Department of Chemistry, Faculty of Science, Memorial University of Newfoundland, St John's NL A1C 5S7, Canada.
J Cell Sci. 2025 May 15;138(10). doi: 10.1242/jcs.263657. Epub 2025 May 22.
The atp11a gene encodes a phospholipid flippase protein required to flip phosphatidylserine (PS) and phosphatidylethanolamine (PE) from the outer leaflet of the cytoplasmic membrane to the inner leaflet. Mutations in ATP11A have been described in individuals with sensorineural hearing loss and neurological deterioration; however, little is known regarding the mechanism by which loss of atp11a results in such phenotypes. To this end, we created loss-of-function atp11a mutant zebrafish to characterize potential disease states. We demonstrate that mutant atp11a zebrafish display a reduced number of stereocilia in the larval ear and a reduced number of hair cells in some sensory neuromasts, indicating that these fish represent an ideal model for studying atp11a-attributable hearing loss. In addition, atp11a mutant zebrafish raised in a standard light cycle have reduced photoreceptor outer segments, the severity of which is lessened when mutant larvae are raised in the dark. Photoreceptors that do remain in homozygous atp11a mutants undergo mitochondrial fission and produce an increased number of mitochondria, suggesting that defects in energy homeostasis may contribute to or result from outer segment degradation.
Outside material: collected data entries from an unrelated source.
PR #90, opened 2022-11-06
CW blocks

ratzrattillo:
Hi @bastibl ,

i created some blocks to encode and decode Morse Code messages.

You can try them with the following example program:

```rust
use futuresdr::runtime::{Flowgraph, Runtime};
use futuresdr::blocks::{ConsoleSink, SoapySinkBuilder, SoapySourceBuilder, VectorSource};
use futuresdr::anyhow::{Result};
use futuresdr::blocks::cw::{CharToCWBuilder,CWToCharBuilder, CWToIQBuilder, IQToCWBuilder};
use futuresdr::runtime::buffer::slab::Slab;


#[tokio::main]
async fn main() -> Result<()> {

    let frequency = 1210e6;
    let sample_rate = 250e3;
    let tx_gain = 0.;
    let tx_dev_filter = "driver=bladerf"; //,xb200=auto

    /*let rx_gain = 49.6;
    let rx_dev_filter = "driver=rtlsdr";*/

    let chars = vec!['S', 'O', 'S', ' ', 'S', 'O', 'S'];

    let vector_src = fg.add_block(VectorSource::new(chars));
    let char_to_cw = fg.add_block(CharToCWBuilder::new().build());
    let cw_to_iq = fg.add_block(CWToIQBuilder::new().dot_length(100.).sample_rate(250e3).smoothness(60.).build());
    let soapy_snk = fg.add_block(SoapySinkBuilder::new().freq(frequency).sample_rate(sample_rate).gain(tx_gain).filter(tx_dev_filter).build());

    /*let soapy_src = fg.add_block(SoapySourceBuilder::new().freq(frequency).sample_rate(sample_rate).gain(rx_gain).filter(rx_dev_filter).build());
    let iq_to_cw = fg.add_block(IQToCWBuilder::new().dot_length(100.).sample_rate(250e3).accuracy(70).build());
    let cw_to_char = fg.add_block(CWToCharBuilder::new().build());
    let console_snk = fg.add_block(ConsoleSink::<char>::new(""));*/


    fg.connect_stream(vector_src, "out", char_to_cw, "in")?;
    fg.connect_stream(char_to_cw, "out", cw_to_iq, "in")?;
    //fg.connect_stream(cw_to_iq, "out", soapy_snk, "in")?;
    fg.connect_stream_with_type(cw_to_iq, "out", soapy_snk, "in", Slab::with_size(4096))?;

    /*fg.connect_stream(soapy_src, "out", iq_to_cw, "in")?;
    fg.connect_stream(iq_to_cw, "out", cw_to_char, "in")?;
    fg.connect_stream(cw_to_char, "out", console_snk, "in")?;*/

    let rt = Runtime::new();
    rt.run(fg)?;

    Ok(())
}
```

Use the following Cargo.toml:

```toml
[package]
name = "morse_chat"
version = "0.1.0"
edition = "2021"

# See more keys and their definitions at https://doc.rust-lang.org/cargo/reference/manifest.html

[dependencies]
futuresdr = { git = "https://github.com/ratzrattillo/FutureSDR", branch = "cw", features = [ "soapy" ]}
soapysdr = { version = "*" }
tokio = { version = "*", features = ["full"] }
```

If you would like to add it to the runtime i would be happy.
Please feel free to change the code as needed.


bastibl:
Sorry, this was my fault. I had a typo in the repo URL; I just pushed the changes -.-

It moves the blocks to the CW example and extends the existing binary that produces an audio CW signal. The generation of the CW signal was changed to use the existing `ApplyIntoIter` block. Also the smoothing should imho be done with some low pass filter. I extended the audio TX example with these changes. I started an SDR TX example, but this is untested and still lacks the low pass filter.

What's missing is example for the RX part. Would be great to have the corresponding audio and SDR RX examples. Regarding the structure, I'd suggest to factor out the automatic leveling logic into a separate AGC (automatic gain control) block, i.e., SDR -> AGC -> Low Pass? -> Threshold? -> CW Demod.

ratzrattillo:
@bastibl i cannot see the merge of the AGC block yet. However, if that one is done, maybe you might want to check out this CW block examples. Unfortunately my testing capabilities with real hardware are limited until mid january.

bastibl:
The AGC blocks are merged. See here: https://github.com/FutureSDR/FutureSDR/blob/main/src/blocks/agc.rs or the history of the main branch: https://github.com/FutureSDR/FutureSDR/commits/main

Does the audio loopback already work for you?

ratzrattillo:
Ah nice, i did not see that.
The rx-audio example works, but half speed of the tx-audio example. I do not know why however. Nonetheless, feeding IQ-samples to the rx-audio example gives correct audio output.

bastibl:
Thanks for the changes. Following the discussion here: https://github.com/FutureSDR/FutureSDR/issues/104, I'm not sure how to proceed. This is a rather complex example. Maybe it should be it's own project or application; and examples would be more minimal?

I think this PR would require some more changes (e.g., I just tried the `rx_audio` binary, but it panics due to `clap` options. Also, I would expect that `rx_audio` and `tx_audio` interface the audio source/sink and not the SDR, but that doesn't seem to be the case. ). I don't want to annoy you with more requests for change and I don't have the time at the moment to do it myself, since the change set is quite big and would have to be tested w/ hardware etc.

What do you think about putting this in a separate project?

ratzrattillo:
Let me answer the questions regarding this concrete example first:
- The rx-audio example is meant to make morse code symbols received from an SDR device "hearable"
- The tx-audio example is meant to convert text to "hearable" morse code symbols
- The rx-sdr example is meant to decode morse code received via an SDR device to actual text
- The tx-sdr example encodes text to morse code symbols and transmits them via an SDR device

Maybe the naming should be changed in order to avoid this confusion.

I think all examples above are of importance, if we want to include CW examples at all. However this is open to discussion. If we decide to make a seperate project out of the CW decoder program, i would nonetheless like to have it closely connected to FutureSDR. FutureSDR will only become more popular and well known, if more useful tools and examples develop around it.

The goal of many initiators of OpenSource projects is to make themselves obsolete. This is a nice goal, because it means, that everything is documented in a way, that newcomers can contribute with minimal hurdles. FutureSDR however has not yet reached this level. Thus, @bastibl your input is at least for me of great importance. I have no background in Signal Processing and your comments and suggestions help to improve FutureSDR and myself. So please do not hesitate with requests for change.

Regarding your question of having seperate projects instead of examples: Where do you see FutureSDR in version 1.0 compared to 0.27 where we are now? I think this is an essential decision we could discuss in Discord also together with other contributors. :)

bastibl:
A lot of projects have a list of projects that use the library/software. I think, we should start this and put it at a prominent position, for example, the readme.

Maintaining more and more code as part of the main project is not sustainable. Having it as a separate project puts it in a different maintainer/administration domain. Would this be fine for you?

ratzrattillo:
Fine for me!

atp11a基因编码一种磷脂翻转酶蛋白,该蛋白可将磷脂酰丝氨酸(PS)和磷脂酰乙醇胺(PE)从细胞质膜的外小叶翻转至内小叶。ATP11A的突变已在患有感音神经性听力损失和神经功能恶化的个体中被描述;然而,关于atp11a缺失导致这些表型的机制知之甚少。为此,我们构建了功能缺失的atp11a突变斑马鱼以表征潜在的疾病状态。我们证明,突变的atp11a斑马鱼幼虫耳部的静纤毛数量减少,一些感觉神经丘中的毛细胞数量也减少,这表明这些鱼是研究atp11a所致听力损失的理想模型。此外,在标准光照周期下饲养的atp11a突变斑马鱼的光感受器外段减少,而当突变幼虫在黑暗中饲养时,这种情况的严重程度会减轻。纯合atp11a突变体中残留的光感受器会发生线粒体裂变并产生更多的线粒体,这表明能量稳态缺陷可能导致外段降解或由外段降解所致。